A smaller PSU at 80% utilization should consume less power then a larger PSU powering the same load at 40% utilization.
That depends upon the efficiencies of the two power supplies you're comparing. Look at the plot in
this report in figure 7. For most of the units shown there, the efficiency peaked between 40 and 80% load and was pretty flat in that region. You can compare specific units and find significant deviations from the above plot but of the many I've seen, this is very representative of the average. So basically, your 40 to 80% comparison is simply not valid.
As you reach the upper limits of the PSU you loose at least some effeciency to heat and such, but bigger capacitors, larger power regulators, and bigger converters are inerrantly less effecient then smaller components of the same design and quality.
This is going from bad to worse. As far as I know, you lose to heat at low loads too. Large caps are not necessarily less efficient than small ones.
Did you actually read that graph? The one on page 14?
You do bring up a good point, if this magical 40-80% still holds true for modern power supplies, so my example may have been off by 4%. However, if you actually READ THE GRAPH you will see that I am conceptually right, and if I changed my example to 74% on a smaller PSU vs. 37% on a larger PSU I would be completely right. I'm all for being corrected, but when it's a minor technicality that is wrong don't be an asshat and try to claim that I'm completely wrong. Of course you loose electricity due to heat at lower loads too, but when you start to reach the maximum thermal design load of the system you start to loose a greater percentage. But when you're under the designed electrical load of the system you loose electricity due to using power components that are too big for the job too.

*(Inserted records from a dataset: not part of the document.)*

Issue #14482, opened 2026-07-30
Airgap image import fails with "already exists" when `system-default-registry` matches the registry the images are already tagged for


boothb:
**Environmental Info:**
K3s Version: `v1.36.0+k3s1` (containerd `v2.3.2-k3s2`)

Node(s) CPU architecture, OS, and Version: x86-64-v3, Ubuntu 24.04

Cluster Configuration: 1 server, airgapped

**Describe the bug:**

`retagImages()` doesn't dedupe the list of names it generates. When `system-default-registry` (or `--airgap-extra-registry`) is set to the registry the airgap images are *already* tagged for, `newNames` contains the `repo@digest` form twice. The `name == image.Name` guard only skips the image's own name, so `forceCreateTag()` runs twice for a byte-identical target.

The second call necessarily gets `AlreadyExists` and enters the delete-then-recreate path, tearing down a record k3s created microseconds earlier. `Delete` and `Create` are separate transactions, and intermittently the second `Create` fails, which fails the import of the whole tarball.

**Steps To Reproduce:**

- Installed K3s: `curl -sfL https://get.k3s.io | INSTALL_K3S_SKIP_DOWNLOAD=true sh -` (airgap install)
- `/etc/rancher/k3s/config.yaml`:
  ```yaml
  system-default-registry: registry.example.com
  ```
- Place an image tarball in `/var/lib/rancher/k3s/agent/images/` whose images are already tagged for that same registry, e.g. `registry.example.com/library/nginx:1.29.4`
- Start K3s

**Expected behavior:**

Each image is tagged once per distinct name. A name k3s just created in the same loop shouldn't be retagged at all.

**Actual behavior:**

The duplicate name is tagged, then deleted and re-created. When the re-create loses the race, the import fails:

```
level=info  msg="Imported registry.example.com/library/nginx:1.29.4"
level=info  msg="Tagged registry.example.com/library/nginx@sha256:72fe7346…"
level=error msg="Failed to process image event: failed to import /var/lib/rancher/k3s/agent/images/nginx.tar: failed to retag images: failed to tag after deleting existing image registry.example.com/library/nginx@sha256:72fe7346…: image \"registry.example.com/library/nginx@sha256:72fe7346…\": already exists"
```

The `Tagged` line directly above the error is the first of the two duplicate calls succeeding.

[...]

PR #14484, opened 2026-07-31
Don't retag images for a registry they are already hosted by

boothb:
#### Proposed Changes ####

`retagImages()` builds target names as `registry + "/" + docker.Path(name)`. `docker.Path()` returns everything after the *domain*, so this is only correct when the image is not already hosted by `registry`. When it is, the result is wrong in one of two ways:

**Bare domain** — `registry.example.com` + `library/nginx` reproduces the image's own name. `newNames` was not deduplicated, so `forceCreateTag()` ran twice for a byte-identical target. The second call necessarily got `AlreadyExists` and fell into delete-then-recreate, tearing down a record created microseconds earlier. `Delete` and `Create` are separate transactions; when another writer lands in the gap the retag fails, which fails the whole tarball import — skipping `labelContent()` and leaving the file uncached, so it re-imports on every restart.

**Registry with a path component** — `registry.example.com/mirror` + `mirror/library/nginx` repeats the path component. `prePullImages()` then iterates every `RepoTag` containerd reports for an already-pulled image and appends each as its own entry, so these names are fed back into `retagImages()` on the next run and gain another component each time. That is the unbounded growth reported in rancher/rke2#10822 — containerd is not inserting anything, k3s is re-consuming its own output.

Three changes:

1. **Skip registries the image is already hosted by.** New `isHostedBy()` does a path-segment-aware prefix check, so a registry with a path component is handled the same as a bare domain. This is the root-cause fix for both issues: no incorrect name is generated, so nothing is duplicated and nothing accumulates.

2. **Deduplicate the registry list and normalize trailing slashes.** Name generation moves into `imageTagNames()`, which skips a registry it has already emitted names for, and trims a trailing `/` before both the hosted-by check and name generation (previously `registry.example.com/` would have produced `registry.example.com//library/nginx`). Extracting the function makes the logic testable without a containerd client.

3. **Don't fail the import when the tag is already taken.** If the second `Create()` in `forceCreateTag()` returns `AlreadyExists`, log a warning and skip that tag rather than returning an error, which previously failed the whole tarball import. All other errors return early as before.

Change 3 is independent of 1 and 2. It is a safety net: with change 1 the duplicate name is no longer generated, so the `AlreadyExists` path should not be reachable in the reported scenario.

#### Types of Changes ####

Bugfix. No API, CLI, or config surface changes.

#### Verification ####

Reproducing before the change (1 node, airgapped):

1. `/etc/rancher/k3s/config.yaml`:

   ```yaml
   system-default-registry: registry.example.com
   ```

2. Place an image tarball in `/var/lib/rancher/k3s/agent/images/` whose images are already tagged for that same registry, e.g. `registry.example.com/library/nginx:1.29.4`.
3. Start K3s.

Before, the duplicate name is tagged, then deleted and re-created; when the re-create loses the race the import fails:

```log
level=info  msg="Imported registry.example.com/library/nginx:1.29.4"
level=info  msg="Tagged registry.example.com/library/nginx@sha256:72fe7346…"
level=error msg="Failed to process image event: failed to import /var/lib/rancher/k3s/agent/images/nginx.tar: failed to retag images: failed to tag after deleting existing image registry.example.com/library/nginx@sha256:72fe7346…: image \"registry.example.com/library/nginx@sha256:72fe7346…\": already exists"
```

After, the image is imported and tagged once, with no duplicate target and no delete.

For the rke2 variant, set `system-default-registry: harbor.example.com/mirror` with images already under that path and restart several times; `crictl image ls` should show no growth in the number of tags per digest.

I have not run these steps against a live cluster, so the reproduction and expected outcome above are derived from the code path and the logs in the linked issues, and need independent verification before merge.

#### Testing ####

New `pkg/agent/containerd/containerd_test.go` — the package had unit tests for `config.go` and `runtimes.go`, but none for `containerd.go`.

- `Test_UnitImageTagNames` — table-driven: no registries, distinct registry, registry with a path component, duplicate registries, trailing slash, untagged image, and the regression cases: registry matching the image's domain, registry with a path component matching the image, a name that has already accumulated repeated components, and a registry that is a partial (non-segment) prefix of the image path, which must still be retagged.
- `Test_UnitForceCreateTag` — a fake image store with hooks for simulating a concurrent writer and injecting store errors: create, replacing an existing record, idempotent re-tagging, tolerating the record being recreated after the delete, and error propagation from the first create, the delete, and the second create.

```bash
$ go test ./pkg/... -run Unit
ok      github.com/k3s-io/k3s/pkg/agent/containerd

$ go test -race ./pkg/agent/containerd/...
ok      github.com/k3s-io/k3s/pkg/agent/containerd
```

`go build ./pkg/... ./cmd/...`, `go vet`, `gofmt -s`, and `goimports` are clean.

The `AlreadyExists` path is a timing window against another containerd writer and is not reachable from an integration or E2E test, which is why it is covered by a fake store rather than a live cluster.

#### Linked Issues ####

- k3s-io/k3s#14482
- rancher/rke2#10822 — same root cause; fixed by change 1.

#### User-Facing Change ####

```release-note
Fixed an issue where airgap image imports could fail with an "already exists" error, or accumulate duplicate image tags on every restart, when system-default-registry matched the registry the images were already tagged for.
```

#### Further Comments ####

**AI disclosure:** Claude Code was used to help investigate the root cause, draft the change, and review it. I have reviewed and verified every change myself, and can explain each one.

One thing left out of scope, worth separate issue:

- `labelContent()` has the same registry-vs-domain confusion. At `containerd.go:408` the distribution source label key is built as `LabelDistributionSource + "." + registry`, so a registry with a path component produces a label key containing a slash and a value that repeats the path. That affects Spegel's content filtering rather than the import itself, so I have kept it out of this PR to keep the scope to one issue.

### DIFF
--- a/pkg/agent/containerd/containerd.go
+++ b/pkg/agent/containerd/containerd.go
@@ -49,10 +49,6 @@ const (
 	criPinnedImageLabelKey    = criContainerdPrefix + ".pinned"
 	criPinnedImageLabelValue  = "pinned"
 	criK8sContainerdNamespace = "k8s.io"
-
-	// forceCreateTagAttempts is the number of times to attempt tagging an image, in case
-	// another writer is concurrently creating or deleting a record with the same name.
-	forceCreateTagAttempts = 3
 )
 
 // Run configures and starts containerd as a child process. Once it is up, images are preloaded
@@ -302,8 +298,6 @@ func retagImages(ctx context.Context, client *containerd.Client, images []images
 		for _, name := range newNames {
 			if err := forceCreateTag(ctx, imageService, image, name); err != nil {
 				errs = append(errs, err)
-			} else {
-				logrus.Infof("Tagged %s", name)
 			}
 		}
 	}
@@ -345,28 +339,28 @@ func isHostedBy(name docker.Named, registry string) bool {
 }
 
 // forceCreateTag retags an image with the provided reference, replacing any image that
-// currently holds that name. Create and Update are each atomic, but another writer such as the
-// CRI plugin may add or remove the record between our calls, so retry a bounded number of times.
+// currently holds that name. If something else takes the name first, the tag is skipped.
 func forceCreateTag(ctx context.Context, imageService images.Store, image images.Image, targetRef string) error {
 	image.Name = targetRef
-	var err error
-	for range forceCreateTagAttempts {
-		if _, err = imageService.Create(ctx, image); err == nil {
-			return nil
-		}
+	if _, err := imageService.Create(ctx, image); err != nil {
 		if !errdefs.IsAlreadyExists(err) {
 			return errors.WithMessage(err, "failed to tag image "+image.Name)
 		}
-		// Update replaces the record within a single transaction; deleting and recreating
-		// it would leave a window for another writer to take the name first.
-		if _, err = imageService.Update(ctx, image); err == nil {
-			return nil
+		if err := imageService.Delete(ctx, image.Name); err != nil {
+			return errors.WithMessage(err, "failed to delete existing image "+image.Name)
 		}
-		if !errdefs.IsNotFound(err) {
-			return errors.WithMessage(err, "failed to tag image "+image.Name)
+		if _, err := imageService.Create(ctx, image); err != nil {
+			if errdefs.IsAlreadyExists(err) {
+				// Something else took the name after we deleted it; don't fail the
+				// import over a tag that we no longer own.
+				logrus.Warnf("Failed to tag after deleting existing image %s: %v", image.Name, err)
+				return nil
+			}
+			return errors.WithMessage(err, "failed to tag after deleting existing image "+image.Name)
 		}
 	}
-	return errors.WithMessagef(err, "failed to tag image %s after %d attempts", image.Name, forceCreateTagAttempts)
+	logrus.Infof("Tagged %s", image.Name)
+	return nil
 }
 
 // labelContent adds distribution source labels to layer content.
--- a/pkg/agent/containerd/containerd.go
+++ b/pkg/agent/containerd/containerd.go
@@ -49,6 +49,10 @@ const (
 	criPinnedImageLabelKey    = criContainerdPrefix + ".pinned"
 	criPinnedImageLabelValue  = "pinned"
 	criK8sContainerdNamespace = "k8s.io"
+
+	// forceCreateTagAttempts is the number of times to attempt tagging an image, in case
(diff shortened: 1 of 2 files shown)


heroes1412:
apply it for rke2 plz

pkg/agent/containerd/containerd.go
```diff
@@ -49,6 +49,10 @@ const (
 	criPinnedImageLabelKey    = criContainerdPrefix + ".pinned"
 	criPinnedImageLabelValue  = "pinned"
 	criK8sContainerdNamespace = "k8s.io"
+
+	// forceCreateTagAttempts is the number of times to attempt tagging an image, in case
+	// another writer is concurrently creating or deleting a record with the same name.
+	forceCreateTagAttempts = 3
```
brandond: I'm not convinced it's worth retrying.

>  Delete and Create are separate transactions

If they are indeed transactions, then create after delete should be guaranteed; it should not be possible for the delete to somehow still be in flight at this point.

Are you seeing that somehow the tag is concurrently created AND points at something else? What would be doing that? It's not us, and there shouldn't be anything else interacting with containerd at this point, as we just started it and have not yet started the kubelet. Or do you suspect that somehow the delete has not completed yet?

Let's just log `IsAlreadyExists` at the `failed to tag after deleting existing image` as warning. Other errors at this phase can return an error and return early.

brandond (changes requested):

pkg/agent/containerd/containerd.go
boothb: No, I never saw a competing record and I actually have no proof of another writer. It was an assumption formed over multiple iterations of fixing issues in k3s dependent code. And no, I don't think the delete is still in flight. You are right that Delete and Create are each their own transaction.

I think the one place where there is potential for another writer is with `importAndWatchImages`. It returns, but the fsnotify watcher goroutines stay up for the life of the agent. So a tarball copied into the images dir at runtime goes through the same path with kubelet already running. But I still have no evidence anything was actually writing.

Either way, your objections are valid. I removed the retry loop and the Update fallback and restored the original Delete and Create. The only behavioral difference left is that `IsAlreadyExists` from the second create logs a warning and skips the tag. All other errors return early as before. I also had to move the `Tagged` log into `forceCreateTag`, so it does not report a tag that wasn't created.

brandond (approved):

matttrach (approved):

vitorsavian (approved):

brandond:
multus test failure is unrelated; has been fixed already on main.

1. The PSU with the highest tested effeciency in the 40-80% load range was a 220w model. The 250w model was the 3rd worst of the 8 models tested. Quality > Maximum rated wattage, like I said.
2. If you're comparing the best item in the list, the Rush 2 220w (second generation model of their 220w PSU) to the worst one, the 175watt "Cobra" you're comparing apples to organges, like I said.
3. Let's compare the best PSU to the highest rated PSU: Rush 2 220w vs. the Prowler 250w. A load of 80% on the Rush 2 is 176w at 75% effeciency, which is a 70% load on the Prowler at 72% effeciency. Quality > Maximum rated wattage > "lower load = more effeciency".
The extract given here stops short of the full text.